PROBLEM REQUIREMENTS:
Look through the material below. Copy every line with the string "ghostly" in it.

THE INPUT:
▬▬▬▬▬▬▬▬▬▬

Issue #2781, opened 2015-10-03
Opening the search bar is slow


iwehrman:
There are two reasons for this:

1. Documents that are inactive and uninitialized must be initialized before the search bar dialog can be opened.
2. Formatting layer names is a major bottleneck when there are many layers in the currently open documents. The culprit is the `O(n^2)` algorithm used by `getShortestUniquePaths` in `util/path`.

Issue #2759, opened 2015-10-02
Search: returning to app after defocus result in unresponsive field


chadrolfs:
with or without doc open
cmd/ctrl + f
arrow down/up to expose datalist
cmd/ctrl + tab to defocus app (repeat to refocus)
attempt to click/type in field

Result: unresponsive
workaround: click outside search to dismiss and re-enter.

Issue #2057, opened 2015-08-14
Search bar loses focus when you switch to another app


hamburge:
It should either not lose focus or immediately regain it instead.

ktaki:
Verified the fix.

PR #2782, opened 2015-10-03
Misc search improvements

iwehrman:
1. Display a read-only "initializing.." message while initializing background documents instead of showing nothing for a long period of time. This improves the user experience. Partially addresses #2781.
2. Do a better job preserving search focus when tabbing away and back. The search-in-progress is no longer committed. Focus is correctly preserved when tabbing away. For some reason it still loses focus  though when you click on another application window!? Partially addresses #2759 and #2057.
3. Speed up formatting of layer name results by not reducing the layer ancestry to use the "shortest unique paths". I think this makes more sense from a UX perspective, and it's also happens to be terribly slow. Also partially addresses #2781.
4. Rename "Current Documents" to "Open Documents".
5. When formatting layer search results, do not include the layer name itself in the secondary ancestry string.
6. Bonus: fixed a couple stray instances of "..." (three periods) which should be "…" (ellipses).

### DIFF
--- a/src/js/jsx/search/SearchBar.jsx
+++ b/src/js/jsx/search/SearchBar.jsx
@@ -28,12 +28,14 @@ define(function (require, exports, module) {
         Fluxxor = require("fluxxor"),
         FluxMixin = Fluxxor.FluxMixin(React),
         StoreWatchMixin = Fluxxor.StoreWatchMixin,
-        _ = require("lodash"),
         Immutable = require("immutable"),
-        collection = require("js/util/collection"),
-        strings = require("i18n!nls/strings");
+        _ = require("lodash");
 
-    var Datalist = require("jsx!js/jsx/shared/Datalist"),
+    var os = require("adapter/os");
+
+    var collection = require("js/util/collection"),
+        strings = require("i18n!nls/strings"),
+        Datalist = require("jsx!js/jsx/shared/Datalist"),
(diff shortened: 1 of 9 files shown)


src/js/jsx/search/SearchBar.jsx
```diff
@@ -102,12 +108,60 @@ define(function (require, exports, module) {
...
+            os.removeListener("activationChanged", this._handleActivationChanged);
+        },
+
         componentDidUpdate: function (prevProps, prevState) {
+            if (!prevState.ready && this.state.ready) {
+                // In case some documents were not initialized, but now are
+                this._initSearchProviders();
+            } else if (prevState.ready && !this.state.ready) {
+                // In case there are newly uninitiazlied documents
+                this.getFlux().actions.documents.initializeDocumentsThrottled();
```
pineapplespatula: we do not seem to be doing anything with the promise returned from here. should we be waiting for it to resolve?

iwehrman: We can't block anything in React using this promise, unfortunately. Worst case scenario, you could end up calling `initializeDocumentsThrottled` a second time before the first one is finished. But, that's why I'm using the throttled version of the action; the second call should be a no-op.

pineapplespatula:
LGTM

▬▬▬▬▬▬▬▬▬▬

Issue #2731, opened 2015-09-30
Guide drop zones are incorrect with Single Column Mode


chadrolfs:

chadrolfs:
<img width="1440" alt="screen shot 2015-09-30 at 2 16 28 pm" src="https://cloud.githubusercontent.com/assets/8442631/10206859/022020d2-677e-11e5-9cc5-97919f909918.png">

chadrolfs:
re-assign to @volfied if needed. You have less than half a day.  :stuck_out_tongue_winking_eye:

▬▬▬▬▬▬▬▬▬▬

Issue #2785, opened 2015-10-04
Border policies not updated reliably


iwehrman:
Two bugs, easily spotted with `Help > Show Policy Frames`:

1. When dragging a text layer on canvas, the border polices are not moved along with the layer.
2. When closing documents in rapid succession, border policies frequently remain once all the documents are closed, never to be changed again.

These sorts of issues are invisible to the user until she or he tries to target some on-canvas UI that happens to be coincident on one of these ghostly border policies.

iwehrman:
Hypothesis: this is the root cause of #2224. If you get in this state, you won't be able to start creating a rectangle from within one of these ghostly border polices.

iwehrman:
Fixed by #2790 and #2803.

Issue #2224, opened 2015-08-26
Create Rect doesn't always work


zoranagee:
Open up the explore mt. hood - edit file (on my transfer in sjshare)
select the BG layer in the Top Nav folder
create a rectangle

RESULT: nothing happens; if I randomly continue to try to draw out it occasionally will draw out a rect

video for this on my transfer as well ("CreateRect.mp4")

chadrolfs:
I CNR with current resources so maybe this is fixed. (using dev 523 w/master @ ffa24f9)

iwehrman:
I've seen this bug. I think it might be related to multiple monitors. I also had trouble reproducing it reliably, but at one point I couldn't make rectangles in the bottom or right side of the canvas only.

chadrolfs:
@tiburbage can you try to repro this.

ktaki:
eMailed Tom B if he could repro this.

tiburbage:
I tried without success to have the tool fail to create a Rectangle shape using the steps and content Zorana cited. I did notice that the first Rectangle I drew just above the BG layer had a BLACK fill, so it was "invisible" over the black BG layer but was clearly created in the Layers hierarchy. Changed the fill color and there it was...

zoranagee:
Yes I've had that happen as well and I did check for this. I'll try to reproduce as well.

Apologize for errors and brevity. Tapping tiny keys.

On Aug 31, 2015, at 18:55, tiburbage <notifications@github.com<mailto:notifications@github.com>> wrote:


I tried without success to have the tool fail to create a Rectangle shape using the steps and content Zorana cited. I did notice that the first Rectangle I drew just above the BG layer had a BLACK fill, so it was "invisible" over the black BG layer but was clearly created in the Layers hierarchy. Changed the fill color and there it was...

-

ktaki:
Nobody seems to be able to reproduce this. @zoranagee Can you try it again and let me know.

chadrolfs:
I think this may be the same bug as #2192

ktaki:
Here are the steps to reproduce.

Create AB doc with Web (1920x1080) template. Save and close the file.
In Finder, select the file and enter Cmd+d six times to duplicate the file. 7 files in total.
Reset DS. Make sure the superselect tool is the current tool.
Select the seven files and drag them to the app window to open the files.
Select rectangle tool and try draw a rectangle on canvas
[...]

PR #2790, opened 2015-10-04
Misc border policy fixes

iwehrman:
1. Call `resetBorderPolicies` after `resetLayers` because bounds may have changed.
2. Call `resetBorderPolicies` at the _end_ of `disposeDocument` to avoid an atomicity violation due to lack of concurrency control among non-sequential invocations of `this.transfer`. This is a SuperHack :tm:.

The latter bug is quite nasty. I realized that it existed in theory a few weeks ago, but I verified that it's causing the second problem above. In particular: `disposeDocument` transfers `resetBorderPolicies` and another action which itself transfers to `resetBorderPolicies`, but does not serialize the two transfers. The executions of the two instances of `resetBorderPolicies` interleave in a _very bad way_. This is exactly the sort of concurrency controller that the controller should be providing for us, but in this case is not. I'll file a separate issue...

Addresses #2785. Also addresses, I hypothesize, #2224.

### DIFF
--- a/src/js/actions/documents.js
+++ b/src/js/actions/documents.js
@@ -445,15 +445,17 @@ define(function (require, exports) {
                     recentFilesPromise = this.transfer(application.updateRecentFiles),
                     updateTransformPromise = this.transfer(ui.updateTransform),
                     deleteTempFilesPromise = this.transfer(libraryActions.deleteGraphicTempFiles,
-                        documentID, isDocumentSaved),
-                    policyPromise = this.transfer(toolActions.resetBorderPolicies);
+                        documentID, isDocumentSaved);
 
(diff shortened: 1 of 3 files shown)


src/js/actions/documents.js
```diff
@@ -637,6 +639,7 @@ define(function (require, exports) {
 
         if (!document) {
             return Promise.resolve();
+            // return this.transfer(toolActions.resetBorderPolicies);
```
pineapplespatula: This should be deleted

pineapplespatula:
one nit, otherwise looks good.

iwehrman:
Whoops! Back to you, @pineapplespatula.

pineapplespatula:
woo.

▬▬▬▬▬▬▬▬▬▬

EXERCISE RESULT:
These sorts of issues are invisible to the user until she or he tries to target some on-canvas UI that happens to be coincident on one of these ghostly border policies.
Hypothesis: this is the root cause of #2224. If you get in this state, you won't be able to start creating a rectangle from within one of these ghostly border polices.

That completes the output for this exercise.